_Goal of the exercise_
When you output the entries, begin with the first line and end with the line containing "creates a single object in the store.", keeping each line exactly as it is.

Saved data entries
PR #112, opened 2023-06-16
Drop unrecognized fields before update

cmurphy:
Add a nested store to the proxy store to strip non-Kubernetes fields from the object being updated.

The steve formatter and proxy store adds fields to objects when it outputs them to the client, for usability by the UI. It adds the object's fields[1], relationships to other objects[2], a summary of the object's state[3], and additional information in the conditions[4]. These fields are not native to Kubernetes, so when a client submits the object back as an update, Kubernetes reports a warning that they are unrecognized. This change ensures the extra fields are removed before submitting the update.

The store drops the entire status field before updating. Steve stores only support client-go's Update and not UpdateStatus[5], so updating the status has no effect anyway.
[1] https://github.com/rancher/steve/blob/bf2e9655f5dde8f55b23f67e64f0186fc68789d7/pkg/stores/proxy/proxy_store.go#L189
[2] https://github.com/rancher/steve/blob/bf2e9655f5dde8f55b23f67e64f0186fc68789d7/pkg/resources/common/formatter.go#L106
[3] https://github.com/rancher/steve/blob/bf2e9655f5dde8f55b23f67e64f0186fc68789d7/pkg/resources/common/formatter.go#L100
[4] https://github.com/rancher/steve/blob/bf2e9655f5dde8f55b23f67e64f0186fc68789d7/pkg/resources/common/formatter.go#L108
[5] https://pkg.go.dev/k8s.io/client-go/dynamic#ResourceInterface

https://github.com/rancher/rancher/issues/41772

### DIFF
--- a/pkg/stores/proxy/unformatter.go
+++ b/pkg/stores/proxy/unformatter.go
@@ -1,0 +1,66 @@
+package proxy
+
+import (
+	"github.com/rancher/apiserver/pkg/types"
+	"github.com/rancher/wrangler/pkg/data"
+	"github.com/rancher/wrangler/pkg/data/convert"
+)
+
+// unformatterStore removes fields added by the formatter that kubernetes cannot recognize.
+type unformatterStore struct {
+	types.Store
+}
+
+// ByID looks up a single object by its ID.
+func (u *unformatterStore) ByID(apiOp *types.APIRequest, schema *types.APISchema, id string) (types.APIObject, error) {
+	return u.Store.ByID(apiOp, schema, id)
+}
+
+// List returns a list of resources.
+func (u *unformatterStore) List(apiOp *types.APIRequest, schema *types.APISchema) (types.APIObjectList, error) {
+	return u.Store.List(apiOp, schema)
+}
+
+// Create creates a single object in the store.
+func (u *unformatterStore) Create(apiOp *types.APIRequest, schema *types.APISchema, data types.APIObject) (types.APIObject, error) {
+	return u.Store.Create(apiOp, schema, data)
+}
+
+// Update updates a single object in the store.
+func (u *unformatterStore) Update(apiOp *types.APIRequest, schema *types.APISchema, data types.APIObject, id string) (types.APIObject, error) {
+	data = unformat(data)
+	return u.Store.Update(apiOp, schema, data, id)
+}
+
+// Delete deletes an object from a store.
+func (u *unformatterStore) Delete(apiOp *types.APIRequest, schema *types.APISchema, id string) (types.APIObject, error) {
+	return u.Store.Delete(apiOp, schema, id)
+
+}
+
+// Watch returns a channel of events for a list or resource.
+func (u *unformatterStore) Watch(apiOp *types.APIRequest, schema *types.APISchema, wr types.WatchRequest) (chan types.APIEvent, error) {
+	return u.Store.Watch(apiOp, schema, wr)
+}
+
+func unformat(obj types.APIObject) types.APIObject {
+	unst, ok := obj.Object.(map[string]interface{})
+	if !ok {
+		return obj
+	}
+	data.RemoveValue(unst, "metadata", "fields")
+	data.RemoveValue(unst, "metadata", "relationships")
+	data.RemoveValue(unst, "metadata", "state")
+	conditions, ok := data.GetValue(unst, "status", "conditions")
+	if ok {
+		conditionsSlice := convert.ToMapSlice(conditions)
+		for i := range conditionsSlice {
+			data.RemoveValue(conditionsSlice[i], "error")
+			data.RemoveValue(conditionsSlice[i], "transitioning")
+			data.RemoveValue(conditionsSlice[i], "lastUpdateTime")
+		}
+		data.PutValue(unst, conditionsSlice, "status", "conditions")
+	}
+	obj.Object = unst
+	return obj
+}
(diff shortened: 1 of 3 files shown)


pkg/stores/proxy/unformatter.go
```diff
@@ -0,0 +1,56 @@
...
+
+func unformat(obj types.APIObject) types.APIObject {
+	unst, ok := obj.Object.(map[string]interface{})
+	if !ok {
+		return obj
+	}
+	data.RemoveValue(unst, "metadata", "fields")
+	data.RemoveValue(unst, "metadata", "relationships")
+	data.RemoveValue(unst, "metadata", "state")
+	data.RemoveValue(unst, "status") // client-go UpdateStatus is not supported
```
KevinJoiner, line 53: I was under the impression that the Update call from [ResourceInterface](https://pkg.go.dev/k8s.io/client-go/dynamic#ResourceInterface) includes the Status since it is a part of the object. And the UpdateStatus call is used to update the status only. 

If this is not true and Update calls to K8s will not update the status even if it differs from the stored object then this should be dropped.

KevinJoiner (changes requested):

pkg/stores/proxy/unformatter.go
cmurphy: I don't think that's the case. Here's what the [docs](https://kubernetes.io/docs/tasks/extend-kubernetes/custom-resources/custom-resource-definitions/#status-subresource) say:

> PUT/POST/PATCH requests to the custom resource ignore changes to the status stanza.

Here's a brief reproducer showing this: https://gist.github.com/cmurphy/1512fa9482f8eba5cfed352f5d809894

Even though the status isn't updated, the API server still validates its fields, which is why we see the warnings about .status.conditions in the response in steve. So the status object still needs to be valid even though it's not being used.

KevinJoiner: Thanks for the example! It was easy to run and worked exactly as you said. I didn't know about that behavior before this. Though I did notice that the behavior depends on `status` being defined as a subresource in the CRD definition. If I removed the `status` subresource line in `crds.yaml`, then changes to that status field persisted which concerns me because some of our resources such as `v3.User` do not have `status` defined as a subresource`
``` yaml
apiVersion: apiextensions.k8s.io/v1
kind: CustomResourceDefinition
metadata:
  creationTimestamp: "2023-06-16T14:15:37Z"
  generation: 1
  name: users.management.cattle.io
  resourceVersion: "743"
  uid: 06aa895c-bfbf-4f71-8a4f-43e31cd2bfcd
spec:
  conversion:
    strategy: None
  group: management.cattle.io
  names:
    kind: User
    listKind: UserList
    plural: users
    singular: user
  scope: Cluster
  versions:
  - name: v3
    schema:
      openAPIV3Schema:
        type: object
        x-kubernetes-preserve-unknown-fields: true
    served: true
    storage: true
   ```

Comment (cmurphy) [reply pkg/stores/proxy/unformatter.go:53]: Thanks, that's unfortunate that our CRDs don't conform to k8s standards. I'll rework this to drop the individual condition fields in the condition slice.

Comment (KevinJoiner) [reply pkg/stores/proxy/unformatter.go]: We may be able to fix most of these with our crd generation changes.

File: pkg/stores/proxy/unformatter_test.go [hunk 2]
```diff
@@ -0,0 +1,110 @@
...
+
+import (
+	"testing"
+
+	"github.com/rancher/apiserver/pkg/types"
+	"github.com/stretchr/testify/assert"
+)
+
+func Test_unformat(t *testing.T) {
+	tests := []struct {
```
maxsokolovsky, line 11: It's always good to start a test with `t.Parallel()` and also run subtests in parallel, unless there is global state.

```
for _, test := range tests {
	test := test
	t.Run(test.name, func(t *testing.T) {
		t.Parallel()
```

pkg/stores/proxy/unformatter_test.go
```diff
@@ -0,0 +1,110 @@
+package proxy
+
+import (
+	"testing"
+
+	"github.com/rancher/apiserver/pkg/types"
+	"github.com/stretchr/testify/assert"
+)
+
+func Test_unformat(t *testing.T) {
```
maxsokolovsky, line 10: Would it be better if this tested the exported method `Update` on the type instead?
`unformat` is just an implementation detail and might change, while we want to be certain that the public interface works as expected.

cmurphy: In this case I don't find a lot of value in it. I would have to implement a mock store to hold the underlying `types.Store`, so it would be adding a lot of boilerplate to test the entire `.Update()` flow, when all that really matters is this one function.

pkg/stores/proxy/unformatter_test.go
cmurphy: done

maxsokolovsky: Nit: the test itself can also be run in parallel:
```suggestion
	func TestUnformat(t *testing.T) {
	    t.Parallel()
```

pkg/stores/proxy/unformatter_test.go
maxsokolovsky: Makes sense. I just thought there might already be a simple mock store for testing...

maxsokolovsky (approved):

PR #125, opened 2023-09-12
Run container as a non-root user

maxsokolovsky:


macedogm (changes requested):
Thanks for making this PR!

It's only missing the line `USER 1000` right before the last instruction in the Dockefile `ENTRYPOINT ["/usr/bin/steve"]` to effectively make the container run as a non-root user.

For example, see how it's done in shell: https://github.com/rancher/shell/blob/fbde71b17730534ceb5eaed10724fb7445e2550c/package/Dockerfile#L40-L42

macedogm:
Additionally, if possible, please, I would recommend to switch `FROM registry.suse.com/bci/bci-micro:15.5.11.2` to be `FROM registry.suse.com/bci/bci-micro:15.5`. As we don't merge bump PRs very often for the moment, using a less specific tag for the image will make it pull the last version of the base image for `bci/bci-micro:15.5`, otherwise we might end up stuck with vulnerable packages in the base OS layer due to the exact/restrict tag version in use.

macedogm (approved):

Dockerfile
```diff
@@ -7,8 +7,18 @@ RUN \
...
+RUN echo "$user:x:1000:1000::/home/$user:/bin/bash" >> /etc/passwd && \
+    echo "$user:x:1000:" >> /etc/group && \
+    mkdir /home/$user && \
+    chown -R $user:$user /home/$user
+
 COPY --from=build /steve /usr/bin/steve
 # Hack to make golang do files,dns search order
 ENV LOCALDOMAIN=""
+USER $user
+WORKDIR /home/$user
```
cmurphy, line 23: (nit) I don't think WORKDIR is needed, since there are no subsequent commands that use it as a relative path.

cmurphy (approved):

Dockerfile
maxsokolovsky: Fixed!

PR #128, opened 2023-09-20
Add section on pagination design to README 

cmurphy:


KevinJoiner (approved):

cmurphy:
Fixed a typo and added some missing information to the API section

README.md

_Reply_
PR #112, opened 2023-06-16
Drop unrecognized fields before update

cmurphy:
Add a nested store to the proxy store to strip non-Kubernetes fields from the object being updated.

The steve formatter and proxy store adds fields to objects when it outputs them to the client, for usability by the UI. It adds the object's fields[1], relationships to other objects[2], a summary of the object's state[3], and additional information in the conditions[4]. These fields are not native to Kubernetes, so when a client submits the object back as an update, Kubernetes reports a warning that they are unrecognized. This change ensures the extra fields are removed before submitting the update.

The store drops the entire status field before updating. Steve stores only support client-go's Update and not UpdateStatus[5], so updating the status has no effect anyway.
[1] https://github.com/rancher/steve/blob/bf2e9655f5dde8f55b23f67e64f0186fc68789d7/pkg/stores/proxy/proxy_store.go#L189
[2] https://github.com/rancher/steve/blob/bf2e9655f5dde8f55b23f67e64f0186fc68789d7/pkg/resources/common/formatter.go#L106
[3] https://github.com/rancher/steve/blob/bf2e9655f5dde8f55b23f67e64f0186fc68789d7/pkg/resources/common/formatter.go#L100
[4] https://github.com/rancher/steve/blob/bf2e9655f5dde8f55b23f67e64f0186fc68789d7/pkg/resources/common/formatter.go#L108
[5] https://pkg.go.dev/k8s.io/client-go/dynamic#ResourceInterface

https://github.com/rancher/rancher/issues/41772

### DIFF
--- a/pkg/stores/proxy/unformatter.go
+++ b/pkg/stores/proxy/unformatter.go
@@ -1,0 +1,66 @@
+package proxy
+
+import (
+	"github.com/rancher/apiserver/pkg/types"
+	"github.com/rancher/wrangler/pkg/data"
+	"github.com/rancher/wrangler/pkg/data/convert"
+)
+
+// unformatterStore removes fields added by the formatter that kubernetes cannot recognize.
+type unformatterStore struct {
+	types.Store
+}
+
+// ByID looks up a single object by its ID.
+func (u *unformatterStore) ByID(apiOp *types.APIRequest, schema *types.APISchema, id string) (types.APIObject, error) {
+	return u.Store.ByID(apiOp, schema, id)
+}
+
+// List returns a list of resources.
+func (u *unformatterStore) List(apiOp *types.APIRequest, schema *types.APISchema) (types.APIObjectList, error) {
+	return u.Store.List(apiOp, schema)
+}
+
+// Create creates a single object in the store.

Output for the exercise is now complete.